WHETHER POWER OF ATTORNEY NEEDS THROUGH A REGISTERED INSTRUMENT MUST BE PROVED
A Power of Attorney being “a document” for it to come within the provisions of Section 2 of the Land Registration Act, Cap.515 (supra), must “affect land” in the manner described in Section 14(1) and (2) of the Land Registration Act, Cap.515 (supra) which reads as follows: “(1) Every State grant executed after the commencement of this Act, and every instrument affecting land the subject matter of a State grant or whereby land is granted by a Nigerian to a non-Nigerian executed after the commencement of this Act shall, so far as it affects a land, be void unless the same is registered within six months from its date (or, in the case of an instrument whereby land is granted by a Nigerian to a non-Nigerian, from the date on which it receives the Minister’s consent) if executed in Nigeria, or twelve months from its date (or, in the case of an instrument whereby land is granted by a Nigerian to a non-Nigerian, from the date on which it receives the Minister’s consent) if executed elsewhere). (2). The registrar may extend the periods whenever he is satisfied that registration has been delayed without default or neglect on the part of the person acquiring the right or interest in the lands in question.”
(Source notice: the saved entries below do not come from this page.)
PR #453, opened 2025-01-13
Clarify newkey logic with enum

mkmer:
After some struggles understanding newkey logic, I had made these changes for my own sanity.

- add enum for newkey values
- use "good" name for last_keytimer
- Fix comments for 2 to 0 forcing.

### DIFF
--- a/apps/app_rpt.c
+++ b/apps/app_rpt.c
@@ -7302,7 +7302,7 @@ static int rpt_exec(struct ast_channel *chan, const char *data)
 		}
 		keyed = myrx;
 		update_timer(&myrpt->rxlingertimer, elap, 0);
-		if ((myrpt->newkey == RADIO_KEY_NOT_ALLOWED) && keyed && (!myrpt->rxlingertimer)) {
+		if ((myrpt->rpt_newkey == RADIO_KEY_NOT_ALLOWED) && keyed && (!myrpt->rxlingertimer)) {
 			myrpt->rerxtimer = 0;
 			keyed = 0;
 		}
--- a/apps/app_rpt.c
+++ b/apps/app_rpt.c
@@ -3119,6 +3119,7 @@ static inline void periodic_process_links(struct rpt *myrpt, const int elap)
 		update_timer(&l->rxlingertimer, elap, 0);
 
 		/* Update the timer, checking if it expired just now. */
+		newkeytimer_last = l->newkeytimer;
 		update_timer(&l->newkeytimer, elap, 0);
 
 		/* Some reverse-engineering comments here from NA debugging issue #46 (inbound calls being keyed when they shouldn't be)
--- a/apps/app_rpt.c
+++ b/apps/app_rpt.c
@@ -5910,7 +5910,7 @@ static inline int exec_chan_read(struct rpt *myrpt, struct ast_channel *chan, ch
 	if (f->frametype == AST_FRAME_VOICE) {
 		struct ast_frame *f1;
 		int ismuted;
-		if (myrpt->rpt_newkey == RADIO_KEY_NOT_ALLOWED){
+		if (myrpt->rpt_newkey == RADIO_KEY_NOT_ALLOWED) {
 			myrpt->rxlingertimer = ((myrpt->iaxkey) ? RX_LINGER_TIME_IAXKEY : RX_LINGER_TIME);
 			if (!*keyed) {
 				*keyed = 1;
--- a/apps/app_rpt.c
+++ b/apps/app_rpt.c
@@ -3119,7 +3119,6 @@ static inline void periodic_process_links(struct rpt *myrpt, const int elap)
 		update_timer(&l->rxlingertimer, elap, 0);
 
 		/* Update the timer, checking if it expired just now. */
-		x = l->newkeytimer;
 		update_timer(&l->newkeytimer, elap, 0);
 
 		/* Some reverse-engineering comments here from NA debugging issue #46 (inbound calls being keyed when they shouldn't be)
@@ -7303,7 +7302,7 @@ static int rpt_exec(struct ast_channel *chan, const char *data)
 		}
 		keyed = myrx;
 		update_timer(&myrpt->rxlingertimer, elap, 0);
-		if ((myrpt->newkey == 2) && keyed && (!myrpt->rxlingertimer)) {
+		if ((myrpt->newkey == RADIO_KEY_NOT_ALLOWED) && keyed && (!myrpt->rxlingertimer)) {
 			myrpt->rerxtimer = 0;
 			keyed = 0;
 		}
--- a/apps/app_rpt.c
+++ b/apps/app_rpt.c
@@ -1730,16 +1730,16 @@ static void handle_link_data(struct rpt *myrpt, struct rpt_link *mylink, char *s
 		return;
 	}
 	if (!strcmp(str, NEWKEYSTR)) {
-		if ((!mylink->newkey) || mylink->newkeytimer) {
+		if ((!mylink->link_newkey) || mylink->newkeytimer) {
 			mylink->newkeytimer = 0;
-			mylink->newkey = 1;
-			send_old_newkey(mylink->chan);
+			mylink->link_newkey = RADIO_KEY_ALLOWED_REDUNDANT;
+			send_newkey_redundant(mylink->chan);
 		}
 		return;
 	}
 	if (!strcmp(str, NEWKEY1STR)) {
 		mylink->newkeytimer = 0;
-		mylink->newkey = 2;
+		mylink->link_newkey = RADIO_KEY_NOT_ALLOWED;
 		return;
 	}
 	if (!strncmp(str, IAXKEYSTR, strlen(IAXKEYSTR))) {
@@ -2202,14 +2202,14 @@ static int handle_remote_data(struct rpt *myrpt, const char *str)
 	if (!strcmp(str, DISCSTR))
 		return 0;
 	if (!strcmp(str, NEWKEYSTR)) {
-		if (!myrpt->newkey) {
-			send_old_newkey(myrpt->rxchannel);
-			myrpt->newkey = 1;
+		if (!myrpt->rpt_newkey) {
+			send_newkey_redundant(myrpt->rxchannel);
+			myrpt->rpt_newkey = RADIO_KEY_ALLOWED_REDUNDANT;
 		}
 		return 0;
 	}
 	if (!strcmp(str, NEWKEY1STR)) {
-		myrpt->newkey = 2;
+		myrpt->rpt_newkey = RADIO_KEY_NOT_ALLOWED;
 		return 0;
 	}
 	if (!strncmp(str, IAXKEYSTR, strlen(IAXKEYSTR))) {
@@ -2333,7 +2333,7 @@ static int attempt_reconnect(struct rpt *myrpt, struct rpt_link *l)
 	l->connecttime = 0;
 	l->thisconnected = 0;
 	l->iaxkey = 0;
-	l->newkey = 0;
+	l->link_newkey = RADIO_KEY_ALLOWED;
 
 	cap = ast_format_cap_alloc(AST_FORMAT_CAP_FLAG_DEFAULT);
 	if (!cap) {
@@ -2350,7 +2350,7 @@ static int attempt_reconnect(struct rpt *myrpt, struct rpt_link *l)
 	l->lastrealrx = 0;
 	l->rxlingertimer = ((l->iaxkey) ? RX_LINGER_TIME_IAXKEY : RX_LINGER_TIME);
 	l->newkeytimer = NEWKEYTIME;
-	l->newkey = 2;
+	l->link_newkey = RADIO_KEY_NOT_ALLOWED;
 	while ((f1 = AST_LIST_REMOVE_HEAD(&l->textq, frame_list)))
 		ast_frfree(f1);
 	if (l->chan) {
@@ -2939,6 +2939,7 @@ static inline void dump_rpt(struct rpt *myrpt, const int lasttx, const int laste
 	ast_debug(2, "myrpt->sleepreq = %d\n", (int) myrpt->sleepreq);
 	ast_debug(2, "myrpt->p.parrotmode = %d\n", (int) myrpt->p.parrotmode);
 	ast_debug(2, "myrpt->parrotonce = %d\n", (int) myrpt->parrotonce);
+	ast_debug(2, "myrpt->rpt_newkey =%d\n", myrpt->rpt_newkey);
 
 	zl = myrpt->links.next;
 	while (zl != &myrpt->links) {
@@ -2954,7 +2955,7 @@ static inline void dump_rpt(struct rpt *myrpt, const int lasttx, const int laste
 		ast_debug(2, "        link->retrytimer %d\n", zl->retrytimer);
 		ast_debug(2, "        link->retries = %d\n", zl->retries);
 		ast_debug(2, "        link->reconnects = %d\n", zl->reconnects);
-		ast_debug(2, "        link->newkey = %d\n", zl->newkey);
+		ast_debug(2, "        link->link_newkey = %d\n", zl->link_newkey);
 		zl = zl->next;
 	}
 
@@ -3105,7 +3106,7 @@ static inline void update_timer(int *timer_ptr, int elap, int end_val)
 static inline void periodic_process_links(struct rpt *myrpt, const int elap)
 {
 	struct ast_frame *f;
-	int x;
+	int newkeytimer_last;
 	struct rpt_link *l = myrpt->links.next;
 	while (l != &myrpt->links) {
 		int myrx, mymaxct;
@@ -3122,10 +3123,11 @@ static inline void periodic_process_links(struct rpt *myrpt, const int elap)
 		update_timer(&l->newkeytimer, elap, 0);
 
 		/* Some reverse-engineering comments here from NA debugging issue #46 (inbound calls being keyed when they shouldn't be)
-		 * This if statement executes if the timer just expired.
-		 * This does NOT include cases like in handle_link_data where we set newkeytimer = 0 explicitly + set newkey to 1 or 2 (because then x == 0 here)
+		 * This if statement executes if the newkeytimer just expired.
+		 * This does NOT include cases like in handle_link_data where we set newkeytimer = 0 explicitly + set newkey 
+		 * to RADIO_KEY_ALLOWED_REDUNDANT or RADIO_KEY_NOT_ALLOWED (because then newkeytimer_last == 0 here)
 		 */
-		if (x > 0 && !l->newkeytimer) {
+		if (newkeytimer_last > 0 && !l->newkeytimer) { /* Translation: We were timing, and it just expired */
 			/* Issue #46 background:
 			 *
 			 * There is a kind of "handshake" that happens when setting up the IAX2 trunk between two nodes,
@@ -3150,7 +3152,9 @@ static inline void periodic_process_links(struct rpt *myrpt, const int elap)
 			 * Note that the above depiction separates the TX and RX, but there are only 3 text frames involved.
 			 * In issue #46, 3 text frames are sent, but only 2 are really "received".
 			 * And it so happens that the text frame that B doesn't get from A is exactly the text frame
-			 * that is responsible for setting newkeytimer=0 and newkey=2, i.e. if this doesn't happen, then we'll hit the WARNING case in the below if statement.
+			 * that is responsible for setting newkeytimer=0 and newkey=RADIO_KEY_NOT_ALLOWED, i.e. if this doesn't happen, 
+			 * then we'll hit the WARNING case in the below if statement.  Because this code sets l->link_newkey to RADIO_KEY_ALLOWED,
+			 * There is an unintended radio keyup.
 			 *
 			 * Note that all of these comments are from spending hours debugging this issue and reverse-engineering, but at this point I'm pretty confident
 			 * about these parts of the code, even though I'm not Jim Dixon and he didn't comment any of this code originally.
@@ -3163,26 +3167,30 @@ static inline void periodic_process_links(struct rpt *myrpt, const int elap)
 			if (l->thisconnected) {
 				/* We're connected, but haven't received a NEWKEY1STR text frame yet...
 				 * The newkeytimer expired on a connected (~answered?) node, i.e. handle_link_data hasn't yet gotten called
-				 * to set newkeytimer = 0 and newkey to non-zero, i.e. we haven't received a text frame with NEWKEY1STR over the IAX2 channel yet.
+				 * to set newkeytimer = 0 and newkey to RADIO_KEY_NOT_ALLOWED, i.e. we haven't received a text frame with NEWKEY1STR over the IAX2 channel yet.
 				 */
-				if (l->newkey == 2) {
+				if (l->link_newkey == RADIO_KEY_NOT_ALLOWED) {
 					/* This can ripple to have consequences down the line, namely we might start writing voice frames
 					 * across the IAX2 link because of this, basically causing us to be transmitting (keyed).
 					 * If this happens, this indicates a problem upstream, and we should emit a warning here
 					 * since undesired behavior will likely ensue.
+					 * We probably SHOULD just hangup the line right here if we are connected and did not receive the ~!NEWKEY1!
+					 * message as something is wrong with the text messaging part of the connection.
 					 */
-					ast_log(LOG_WARNING, "%p newkeytimer expired on connected node, setting newkey from 2 to 0.\n", l);
-					l->newkey = 0;
+					ast_log(LOG_WARNING, "%p newkeytimer expired on connected node, setting newkey from RADIO_KEY_NOT_ALLOWED to RADIO_KEY_ALLOWED.\n", l);
+					l->link_newkey = RADIO_KEY_ALLOWED;
 				}
 			} else {
-				/* If not connected yet (maybe a slow link connection?), wait another NEWKEYTIME ms */
+				/* If not connected yet (maybe a slow link connection?), wait another NEWKEYTIME ms (forever! - probably should limit
+				 * the number of retries here) 
+				 */
 				l->newkeytimer = NEWKEYTIME;
 			}
 		}
 		if ((l->linkmode >1) && (l->linkmode < 0x7ffffffe)) {
 			update_timer(&l->linkmode, elap, 1);
 		}
-		if ((l->newkey == 2) && l->lastrealrx && (!l->rxlingertimer)) {
+		if ((l->link_newkey == RADIO_KEY_NOT_ALLOWED) && l->lastrealrx && (!l->rxlingertimer)) {
 			rxunkey_helper(myrpt, l);
 		}
 
@@ -3233,7 +3241,7 @@ static inline void periodic_process_links(struct rpt *myrpt, const int elap)
 				ast_debug(7, "@@@@ node %s sent node string %s to node %s\n", myrpt->name, lstr, l->name);
 			}
 		}
-		if (l->newkey == 1) {
+		if (l->link_newkey == RADIO_KEY_ALLOWED_REDUNDANT) {
 			if ((l->retxtimer += elap) >= REDUNDANT_TX_TIME) {
 				l->retxtimer = 0;
 				if (l->chan && l->phonemode == 0) {
@@ -4324,7 +4332,7 @@ static inline int process_link_channels(struct rpt *myrpt, struct ast_channel *w
 				*totx = 0;
 			if (l->phonemode == 0 && l->chan && (l->lasttx != *totx)) {
 				if (*totx && !l->voterlink) {
-					if (l->newkey < 2)
+					if (l->link_newkey != RADIO_KEY_NOT_ALLOWED)
 						ast_indicate(l->chan, AST_CONTROL_RADIO_KEY);
 				} else {
 					ast_indicate(l->chan, AST_CONTROL_RADIO_UNKEY);
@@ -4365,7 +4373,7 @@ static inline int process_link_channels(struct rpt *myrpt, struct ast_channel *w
Issue #459, opened 2025-01-20
app_rpt: "fast hangup" crashing with latest dev.


mkmer:
There is quite a bit of additional code beyond what I had tested earlier in PR https://github.com/AllStarLink/app_rpt/pull/451

Now when executing the "fast disconnect" test I receive this crash:
 ```
[2025-01-19 19:24:50.540] WARNING[420715][C-00000024]: app_rpt/rpt_channel.c:470 send_newkey: Failed to send text !NEWKEY1! on IAX2/149.154.11.243:24357-1639
[2025-01-19 19:24:50.542] WARNING[420715][C-00000024]: app_rpt/rpt_channel.c:470 send_newkey: Failed to send text !NEWKEY1! on IAX2/149.154.11.243:24357-1639
  == Spawn extension (radio-secure, 287893, 1) exited non-zero on 'IAX2/149.154.11.243:24357-1639'
[2025-01-19 19:24:50.542] WARNING[420715][C-00000024]: channel.c:2630 ast_hangup: Hard hangup called by thread LWP 420715 on IAX2/149.154.11.243:24357-1639, while blocked by thread LWP 420617 in procedure ast_waitfor_nandfds!  Expect a failure
```

[core-asterisk-2025-01-20T00-24-50Z-full.txt](https://github.com/user-attachments/files/18471067/core-asterisk-2025-01-20T00-24-50Z-full.txt)
[core-asterisk-2025-01-20T00-24-50Z-locks.txt](https://github.com/user-attachments/files/18471068/core-asterisk-2025-01-20T00-24-50Z-locks.txt)
[core-asterisk-2025-01-20T00-24-50Z-brief.txt](https://github.com/user-attachments/files/18471069/core-asterisk-2025-01-20T00-24-50Z-brief.txt)
[core-asterisk-2025-01-20T00-24-50Z-info.txt](https://github.com/user-attachments/files/18471072/core-asterisk-2025-01-20T00-24-50Z-info.txt)

**Comment by mkmer** [comment]
This may be a result of me setting up my dev environment wrong too.

**Comment by mkmer** [comment]
This is the offending code:
https://github.com/AllStarLink/app_rpt/blob/e4dee9018642037100f981eea2ad96efddd4b877/apps/app_rpt.c#L6848-L6852

Commenting it out eliminates the crash but we end up with a Max retries error indefinitely:
```
[...]

PR #460, opened 2025-01-20
app_rpt: Acquire blocklock mutex when hard hanging up link channel.

InterLinked1:
Resolves: #459

### DIFF
--- a/apps/app_rpt.c
+++ b/apps/app_rpt.c
@@ -4154,7 +4154,7 @@ static inline void free_frame(struct ast_frame **f)
 }
 
 /*! \brief Safely hang up any channel, even if a PBX could be running on it */
-static inline void safe_hangup(struct ast_channel *chan)
+static inline void safe_hangup(struct rpt *myrpt, struct ast_channel *chan)
 {
 	/* myrpt is locked here, so we can trust this will be an atomic operation,
 	 * since we also lock before setting the pbx to NULL */
@@ -4163,15 +4163,19 @@ static inline void safe_hangup(struct ast_channel *chan)
 		ast_softhangup(chan, AST_SOFTHANGUP_EXPLICIT);
 	} else {
 		ast_debug(3, "Hard hanging up channel %s\n", ast_channel_name(chan));
+		/* Another thread could be servicing the channel right now...
+		 * so acquire the block lock to ensure we have exclusive control first. */
+		rpt_mutex_lock(&myrpt->blocklock);
 		ast_hangup(chan);
+		rpt_mutex_unlock(&myrpt->blocklock);
 	}
 }
 
 /*! \note myrpt->lock must be held when calling */
-static inline void hangup_link_chan(struct rpt_link *l)
+static inline void hangup_link_chan(struct rpt *myrpt, struct rpt_link *l)
 {
 	if (l->chan) {
-		safe_hangup(l->chan);
+		safe_hangup(myrpt, l->chan);
 		l->chan = NULL;
 	}
 }
@@ -4196,20 +4200,20 @@ static void remote_hangup_helper(struct rpt *myrpt, struct rpt_link *l)
 			else
 				l->disctime = DISC_TIME;
 			rpt_mutex_lock(&myrpt->lock);
-			hangup_link_chan(l);
+			hangup_link_chan(myrpt, l);
 			rpt_mutex_unlock(&myrpt->lock);
 			return;
 		}
 
 		if (l->retrytimer) {
 			rpt_mutex_lock(&myrpt->lock);
-			hangup_link_chan(l);
+			hangup_link_chan(myrpt, l);
 			rpt_mutex_unlock(&myrpt->lock);
 			return;
 		}
 		if (l->outbound && (l->retries++ < l->max_retries) && (l->hasconnected)) {
 			rpt_mutex_lock(&myrpt->lock);
-			hangup_link_chan(l);
+			hangup_link_chan(myrpt, l);
 			l->hasconnected = 1; /*! \todo BUGBUG XXX l->hasconnected has to be true to get here, why set it again? Is this a typo? */
 			l->retrytimer = RETRY_TIMER_MS;
 			l->elaptime = 0;
@@ -4248,7 +4252,7 @@ static void remote_hangup_helper(struct rpt *myrpt, struct rpt_link *l)
 
 	rpt_mutex_lock(&myrpt->lock);
 	/* hang-up on call to device */
-	hangup_link_chan(l);
+	hangup_link_chan(myrpt, l);
 	rpt_mutex_unlock(&myrpt->lock);
 
 	ast_hangup(l->pchan);


mkmer:
I needed to add `myrpt` to all of the `hangup_link_chan()` calls.  After that it still crashes with a ton of these (see end of message):
This appears to be directly a result of calling `ast_check_hangup()` here:
https://github.com/AllStarLink/app_rpt/blob/34572442a503b539a92fa2619cc1e75847c044d8/apps/app_rpt.c#L6852

If I remove it, this crash goes away and we get a different error/crash (same as case 2 in the issue comments):
```
[2025-01-20 12:45:04.793] WARNING[756092][C-00000023]: app_rpt/rpt_channel.c:470 send_newkey: Failed to send text !NEWKEY1! on IAX2/149.154.11.243:24141-4553
[2025-01-20 12:45:04.795] WARNING[756092][C-00000023]: app_rpt/rpt_channel.c:470 send_newkey: Failed to send text !NEWKEY1! on IAX2/149.154.11.243:24141-4553
  == Spawn extension (radio-secure, 287893, 1) exited non-zero on 'IAX2/149.154.11.243:24141-4553'
    -- Hungup 'IAX2/149.154.11.243:24141-4553'
```


Ton of errors to follow:
```
[2025-01-20 12:34:13.402] ERROR[740647]: channel.c:3091 ast_waitfor_nandfds: FRACK!, Failed assertion bad magic number 0x0 for object 0x7ff7a80014f0 (0)
[2025-01-20 12:34:13.404] ERROR[740647]:   Got 7 backtrace records
# 0: /usr/sbin/asterisk(__ao2_unlock+0x13a) [0x55d8b0f1a96a]
# 1: /usr/sbin/asterisk(ast_waitfor_nandfds+0x32b) [0x55d8b0f5b4db]
# 2: /usr/sbin/asterisk(ast_waitfor_n+0x14) [0x55d8b0f5bb74]
# 3: /usr/lib/asterisk/modules/app_rpt.so(+0x1fdbe) [0x7ff7d4a1fdbe]
# 4: /usr/sbin/asterisk(+0x1bf26c) [0x55d8b106d26c]
# 5: /lib/x86_64-linux-gnu/libc.so.6(+0x891c4) [0x7ff7d86bf1c4]
# 6: /lib/x86_64-linux-gnu/libc.so.6(+0x10985c) [0x7ff7d873f85c]

[2025-01-20 12:34:13.404] ERROR[740647]: channel.c:3118 ast_waitfor_nandfds: FRACK!, Failed assertion bad magic number 0x0 for object 0x7ff7a80014f0 (0)
[2025-01-20 12:34:13.405] ERROR[740647]:   Got 7 backtrace records
# 0: /usr/sbin/asterisk(__ao2_lock+0x1a3) [0x55d8b0f1a823]
# 1: /usr/sbin/asterisk(ast_waitfor_nandfds+0x47c) [0x55d8b0f5b62c]
# 2: /usr/sbin/asterisk(ast_waitfor_n+0x14) [0x55d8b0f5bb74]
# 3: /usr/lib/asterisk/modules/app_rpt.so(+0x1fdbe) [0x7ff7d4a1fdbe]
# 4: /usr/sbin/asterisk(+0x1bf26c) [0x55d8b106d26c]
# 5: /lib/x86_64-linux-gnu/libc.so.6(+0x891c4) [0x7ff7d86bf1c4]
# 6: /lib/x86_64-linux-gnu/libc.so.6(+0x10985c) [0x7ff7d873f85c]

[2025-01-20 12:34:13.405] ERROR[740647]: channel.c:3120 ast_waitfor_nandfds: FRACK!, Failed assertion bad magic number 0x0 for object 0x7ff7a80014f0 (0)
[2025-01-20 12:34:13.407] ERROR[740647]:   Got 7 backtrace records
# 0: /usr/sbin/asterisk(__ao2_unlock+0x13a) [0x55d8b0f1a96a]
# 1: /usr/sbin/asterisk(ast_waitfor_nandfds+0x4ad) [0x55d8b0f5b65d]
# 2: /usr/sbin/asterisk(ast_waitfor_n+0x14) [0x55d8b0f5bb74]
# 3: /usr/lib/asterisk/modules/app_rpt.so(+0x1fdbe) [0x7ff7d4a1fdbe]
# 4: /usr/sbin/asterisk(+0x1bf26c) [0x55d8b106d26c]
# 5: /lib/x86_64-linux-gnu/libc.so.6(+0x891c4) [0x7ff7d86bf1c4]
# 6: /lib/x86_64-linux-gnu/libc.so.6(+0x10985c) [0x7ff7d873f85c]

[2025-01-20 12:34:13.407] ERROR[740647]: channel.c:3039 ast_waitfor_nandfds: FRACK!, Failed assertion bad magic number 0x0 for object 0x7ff7a80014f0 (0)
[2025-01-20 12:34:13.408] ERROR[740647]:   Got 7 backtrace records
# 0: /usr/sbin/asterisk(__ao2_lock+0x1a3) [0x55d8b0f1a823]
# 1: /usr/sbin/asterisk(ast_waitfor_nandfds+0xbc) [0x55d8b0f5b26c]
# 2: /usr/sbin/asterisk(ast_waitfor_n+0x14) [0x55d8b0f5bb74]
# 3: /usr/lib/asterisk/modules/app_rpt.so(+0x1fdbe) [0x7ff7d4a1fdbe]
# 4: /usr/sbin/asterisk(+0x1bf26c) [0x55d8b106d26c]
# 5: /lib/x86_64-linux-gnu/libc.so.6(+0x891c4) [0x7ff7d86bf1c4]
# 6: /lib/x86_64-linux-gnu/libc.so.6(+0x10985c) [0x7ff7d873f85c]

[2025-01-20 12:34:13.408] ERROR[740647]: channel.c:3055 ast_waitfor_nandfds: FRACK!, Failed assertion bad magic number 0x0 for object 0x7ff7a80014f0 (0)
[2025-01-20 12:34:13.410] ERROR[740647]:   Got 7 backtrace records
# 0: /usr/sbin/asterisk(__ao2_unlock+0x13a) [0x55d8b0f1a96a]
# 1: /usr/sbin/asterisk(ast_waitfor_nandfds+0x167) [0x55d8b0f5b317]
# 2: /usr/sbin/asterisk(ast_waitfor_n+0x14) [0x55d8b0f5bb74]
# 3: /usr/lib/asterisk/modules/app_rpt.so(+0x1fdbe) [0x7ff7d4a1fdbe]
# 4: /usr/sbin/asterisk(+0x1bf26c) [0x55d8b106d26c]
# 5: /lib/x86_64-linux-gnu/libc.so.6(+0x891c4) [0x7ff7d86bf1c4]
# 6: /lib/x86_64-linux-gnu/libc.so.6(+0x10985c) [0x7ff7d873f85c]

[2025-01-20 12:34:13.410] ERROR[740647]: channel.c:3084 ast_waitfor_nandfds: FRACK!, Failed assertion bad magic number 0x0 for object 0x7ff7a80014f0 (0)
[2025-01-20 12:34:13.411] ERROR[740647]:   Got 7 backtrace records
# 0: /usr/sbin/asterisk(__ao2_lock+0x1a3) [0x55d8b0f1a823]
# 1: /usr/sbin/asterisk(ast_waitfor_nandfds+0x248) [0x55d8b0f5b3f8]
# 2: /usr/sbin/asterisk(ast_waitfor_n+0x14) [0x55d8b0f5bb74]
# 3: /usr/lib/asterisk/modules/app_rpt.so(+0x1fdbe) [0x7ff7d4a1fdbe]
# 4: /usr/sbin/asterisk(+0x1bf26c) [0x55d8b106d26c]
# 5: /lib/x86_64-linux-gnu/libc.so.6(+0x891c4) [0x7ff7d86bf1c4]
# 6: /lib/x86_64-linux-gnu/libc.so.6(+0x10985c) [0x7ff7d873f85c]

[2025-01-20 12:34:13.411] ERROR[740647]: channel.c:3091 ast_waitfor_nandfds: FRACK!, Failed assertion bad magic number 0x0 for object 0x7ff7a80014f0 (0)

There is nothing to show that Abuja Building Products Ltd. – the donor, granted a power of Attorney to Chukelad, a non-Nigerian company to require compliance with the provisions of Section 14(1) and (2) of the Land Registration Act (supra). Furthermore, the 1st respondent did not “grant” land to Chukelad Ltd. To “grant land” in this circumstance means to create a right, title or interest in favour of another person which term may include leases, easements, charges or in short, formal transfer of real property to another by way of a Power of Attorney. Therefore, the provisions of Section 14(1) and (2) of Land Registration Act (supra) has no application to the facts of this case.
Furthermore, Section 14(2) of the Act (supra) comes into operation “…on the part of the person acquiring the right or interest in the lands in question.” The power conferred on an attorney to sue may be of a general nature. See Gray vs. Pearson (1870) LR 5 CP 568. It does not matter that the Power is “irrevocable”. For all these reasons Section 15 of the Land Registration Act (supra) could not have been invoked to debar the Power of Attorney from being pleaded or admitted in the lower Court as an exhibit, nor as authority to Chukelad Limited to sue the appellant, the 2nd and 3rd respondents. Per JOSEPH TINE TUR, J.C.A.